Analog zur Apoptose beruht auch die „Entscheidung“ darüber, ob neue Gefäße gebildet werden sollen oder nicht, im Körper auf einem dynamischen Gleichgewicht entgegengesetzt wirkender also pro- und antiangiogenetischer Einflüsse oder Regulatoren. Einige wichtige angiogenetische Regulatoren sind Signalproteine, die an passende Proteine auf den Zelloberflächen (sog. Rezeptoren) von Gefäßzellen (vaskuläre Endothelzellen) binden und dadurch in den Zellen eine das Gefäßwachstum hemmende oder stimulierende Reaktion erzeugen. Besonders gut beschrieben sind hier die Proteine VEGF-A (stimulierend) und TSP-1 (hemmend).
VEGF-A sorgt für eine Neubildung aber auch den Erhalt von Blutgefäßen und kann dazu an drei verschiedene Rezeptoren (VEGFR-1-3) binden. Die VEGF-A-vermittelete Signalübertragung über diese drei Rezeptoren wird dabei noch auf mehreren Ebenen gesteuert und reguliert, woraus ersichtlich wird, wie komplex die Kontrolle dieses Prozesses wirklich ist. Viele Tumorzellen „lernen“ aber, wie sie das Gen für VEGF-A überexprimieren und somit mehr VEGF-A-Protein herstellen können, als normal wäre.
Ähnliches wurde auch schon für andere proangiogenetische Signalmoleküle wie z.B. Mitglieder der FGF-Familie beobachtet. Insgesamt führt die übermäßige Herstellung solcher Signalmoleküle dann zu einer erhöhten und abnormen Gefäßneubildung.
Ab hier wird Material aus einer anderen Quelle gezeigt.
Issue #176, opened 2018-03-13
Error handling for 


AionJayT:

AionJayT:
the method sendTransaction in the class ApiAion
if the account doesn't unlock or the user forgot the account has been locked due to the timer.
the kernel will return EMPTY_BYTE_ARRAY and get an error msg <send-transaction msg=account-not-found>. for the class ApiAion0 need to revise the behaviour if the situation happen.

PR #485, opened 2018-05-16
Fix sendTransaction error handling

aionick:
## Description

- modified ApiAion0 and ApiWeb3Aion so that they catch the exception that the sendTransaction method (in ApiAion) possibly throws (line 1211 of ApiAion0). Also modified ApiAion so that, when an exception occurs, instead of returning a 0 length byte array it propagates the exception up to the caller instead so that the exception info is not lost & masked by the byte array. Some minor typo fixes throughout ApiAion0.

Fixes Issue #176.

## Type of change

- [x] Bug fix.
- [ ] New feature.

## Testing

- Instead of figuring out how to naturally trigger an exception in sendTransaction I simply explicitly threw some exceptions at the top of the method, made calls to the api and monitored the client and server behaviour to ensure the exceptions were caught and handled as expected.

## Verification

### DIFF
--- a/modApiServer/src/org/aion/api/server/http/ApiWeb3Aion.java
+++ b/modApiServer/src/org/aion/api/server/http/ApiWeb3Aion.java
@@ -665,6 +665,7 @@ public class ApiWeb3Aion extends ApiAion {
             byte[] transactionHash = sendTransaction(rawTransaction);
             return new RpcMsg(TypeConverter.toJsonHex(transactionHash));
         } catch (Exception e) {
+            LOG.error("<rpc-server - exception during response for eth_sendRawTransaction: ", e);
             return new RpcMsg(null, RpcError.INTERNAL_ERROR, e.getMessage());
         }
     }
--- a/modApiServer/src/org/aion/api/server/http/ApiWeb3Aion.java
+++ b/modApiServer/src/org/aion/api/server/http/ApiWeb3Aion.java
@@ -661,13 +661,8 @@ public class ApiWeb3Aion extends ApiAion {
 
         byte[] rawTransaction = ByteUtil.hexStringToBytes(_rawTx);
 
-        try {
-            byte[] transactionHash = sendTransaction(rawTransaction);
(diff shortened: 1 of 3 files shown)


modApiServer/src/org/aion/api/server/http/ApiWeb3Aion.java
```diff
@@ -660,9 +660,14 @@ else if (_params instanceof JSONObject) {
             return new RpcMsg(null, RpcError.INVALID_PARAMS, "Null raw transaction provided.");
 
         byte[] rawTransaction = ByteUtil.hexStringToBytes(_rawTx);
-        byte[] transactionHash = sendTransaction(rawTransaction);
 
-        return new RpcMsg(TypeConverter.toJsonHex(transactionHash));
+        try {
```
ali-sharif: this try catch is unnecessary; 

Heuristic that I've imposed in the web3 implementation: any exceptional circumstances (ie. internal errors) in the execution of an remote procedure call should be caught by the top-level try catch:

https://github.com/aionnetwork/aion/blob/708dfee890d05f484de082c8fb6a5115d8c5ba38/modApiServer/src/org/aion/api/server/rpc/RpcProcessor.java#L80

UNLESS the exception is caused by something the user can do something about (like invalid address length, account unlocks, etc.) 

Decipline around error handling really important in languages like java, where you could end up polluting your codebase with error handling and make it more fragile and less readable by throwing ad-hoc try catches everywhere. 

@qoire - opinions?

aionick:
Also wondering if ResHandshake1Test has a problem (or is exposing an existing problem in master) or not. I brought this up with Jay, it is a randomized test and seems to fail every now and again. Tried it on William's repo and other branches the other day and got it to fail sometimes too. Might have gone undetected as such. I'm fairly confident it is not my code doing it, especially since I only failed it after pushing this last commit that simply adds a logging message.

AionJayT:
@aionick , @aion-sridevi is looking into the ResHandshake1Test issue and has a conclusion, currently solving it.

aionick:
I removed the try-catch block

Diese Versorgung mit neuen Blutgefäßen ist für viele Tumoren so wichtig, daß ein aktueller Therapieansatz darin besteht, proangiogenetische Faktoren wie VEGF-A mittels Antikörpern abzufangen.
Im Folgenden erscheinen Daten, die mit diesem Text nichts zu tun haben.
PR #494, opened 2018-05-17
fix null console bug and account exist checks

aionick:
## Description

- If aion is run outside of a console environment we get a NPE. Fixes this by catching the null and recovers by prompting the user from stdin instead. Also fixed two minor instances of the same bug in Keystore, where an account address qualified as existing as long as it was a substring of a genuinely existing address.

Fixes Issue #493 .

## Type of change

- [x] Bug fix.
- [ ] New feature.

## Testing

- Can't be tested in console. Best way to test is to open debugger in IDEA with correct arguments. The affected methods in Cli class are: createAccount, exportPrivateKey, importPrivateKey. I've stepped through the debugger on all three under various circumstances.

## Verification

### DIFF
--- a/modAionImpl/src/org/aion/zero/impl/cli/Cli.java
+++ b/modAionImpl/src/org/aion/zero/impl/cli/Cli.java
@@ -289,9 +289,8 @@ public class Cli {
 
         ECKey key = ECKeyFac.inst().fromPrivate(raw);
         if (key == null) {
-            System.out.println("Uable to recover private key."
-                    + "Are you sure you did not import a public key? The provided key was: "
-                    + privateKey);
+            System.out.println("Unable to recover private key."
+                    + "Are you sure you did not import a public key?");
             return false;
         }
 
--- a/modAionImpl/src/org/aion/zero/impl/cli/Cli.java
+++ b/modAionImpl/src/org/aion/zero/impl/cli/Cli.java
@@ -31,6 +31,9 @@
 
 package org.aion.zero.impl.cli;
 
+import java.io.BufferedReader;
+import java.io.IOException;
+import java.io.InputStreamReader;
 import org.aion.base.util.Hex;
 import org.aion.crypto.ECKey;
 import org.aion.crypto.ECKeyFac;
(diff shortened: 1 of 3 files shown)


modMcf/src/org/aion/mcf/account/Keystore.java
```diff
@@ -231,7 +231,7 @@ public static ECKey getKey(String _address, String _password) {
         if (_address.startsWith(AION_PREFIX)) {
             List<File> files = getFiles();
             for (File file : files) {
-                if (file.getName().contains(_address)) {
+                if (file.getName().split("--")[2].equals(_address)) {
```
AionJayT: we can't assume all the files in the keystore folder are the correct naming format. Need to add more check.

modMcf/src/org/aion/mcf/account/Keystore.java
```diff
@@ -255,7 +255,7 @@ public static boolean exist(String _address) {
...
```
AionJayT: same here!

aionick:
I'll add some regex to get an exact match

modMcf/src/org/aion/mcf/account/Keystore.java
qoire: Prefer a regex match check for hexadecimal string of 64 chars (or something similar)

qoire:
Tangential, but is it possible for us to start using ``char[]`` in place of ``String`` for passwords? See here:
https://stackoverflow.com/questions/8881291/why-is-char-preferred-over-string-for-passwords

aionick:
Improved the address validation; checks it is 64 bit hex and then safely uses contains.

AionJayT:
The Pattern can be a static member of the class and don't need to compile in each method call

aionick:
done

aionick:
@qoire an interesting follow-up discussion about `string` vs `char[]` I came across: https://security.stackexchange.com/questions/6753/deleting-a-java-object-securely

qoire:
@aionick Fair point, at best it provides a very minor improvement for security. Let's consider alternatives as well, perhaps moving it to a off-heap location.

modAionImpl/src/org/aion/zero/impl/cli/Cli.java
```diff
@@ -273,9 +288,22 @@ private boolean importPrivateKey(String privateKey) {
         }
 
         ECKey key = ECKeyFac.inst().fromPrivate(raw);
+        if (key == null) {
+            System.out.println("Uable to recover private key."
```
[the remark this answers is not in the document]
aionick: fixed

Auf der Abbildung sieht man, wie der Wirkstoff Bevacizumab VEGF-A bindet und damit dessen proangiogenetische Funktion neutralisiert. So soll die Entstehung neuer Blutgefäße unterdrückt und der davon abhängige Tumor letztlich „ausgehungert“ werden.
Umgekehrt können Krebszellen aber auch die Expression von antiangiogenetischen Faktoren wie TSP-1, dessen Protein also das Wachstum und die Verzweigung von Gefäßen unterdrückt, vermindern, z.B. mittels des berühmt-berüchtigten Myc-Proteins, und so das oben erwähnte Gleichgewicht noch stärker in Richtung Gefäßneubildung auslenken.
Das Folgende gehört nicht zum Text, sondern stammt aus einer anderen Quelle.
PR #495, opened 2018-05-18
Redis & Redis Cluster POC

centrys-sergiu:
## Description

Introduced two new database wrappers. 
- Redis integration with batching (speed improvments)
- Redis Cluster without batching (better in mem storage) 

## Type of change

- [ ] Bug fix.
- [x] New feature.

## Testing
Compared three databases : LevelDB, RamCloud, Redis and found out that Redis would be the best option between those.

More informations in the documents here:
https://drive.google.com/open?id=1lUEyDaju_Bgj211kPhz5wElptxPRlo8E

TLDR; Redis is syncing way faster than LevelDB but the bottleneck is the memory. Redis-Cluster solves the bottleneck but sync is much slower because batching is not possible.

-

## Verification


aion-jin:
We integrate redis only when it's cluster model have better performance then LDB instead of single nodes model.
Please tested, and for those big changes please wait tech steering committee's approval before merge into master.

aion-jin:
@JayT106  don't include this POC into v0.2.8 branch.   Support 2 DB make sense, at it give user options. but support 4 DB just confusing end-users.  before we made the decision which DB should be replaced, no more DB can be added into prod binary. please do more test and give us a recommendation which one should be replaced or just keep this in a POC branch till we ready.

aion-jin:
@centrys-sergiu   please ask Jay create a aionnetwork: dev-redis,  and re-PR to poc branch first before merge into main dev.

Die Muster, Verteilungen und Ausbreitung der Gefäßneubildung unterscheiden sich bei den verschiedenen Tumorarten. In manchen, wie dem hochaggressiven Karzinom des Pankreasgangs finden sich sogar häufig regelrechte „Wüstengebiete“, die kaum oder überhaupt nicht mit Gefäßen versorgt sind, während andere, wie das Nierenkarzinom, hochgradig angiogen und daher mit Gefäßen dicht durchsetzt sind. Solche Beobachtungen legen nahe, daß nach einem initialen Anschieben der Gefäßneubildung während der Tumorentstehung Perioden mit sehr variabler angiogenetischer Intensität folgen, die wie von einem komplexen und tumorspezifischen „Schieberegler“ gesteuert werden können. Auf diesen können sowohl die Tumorzellen selbst Einfluss nehmen, als auch die Zellen ihrer Umgebung (sog. Mikroumgebung), welche eine bedeutende Rolle bei der Krebsentwicklung spielen.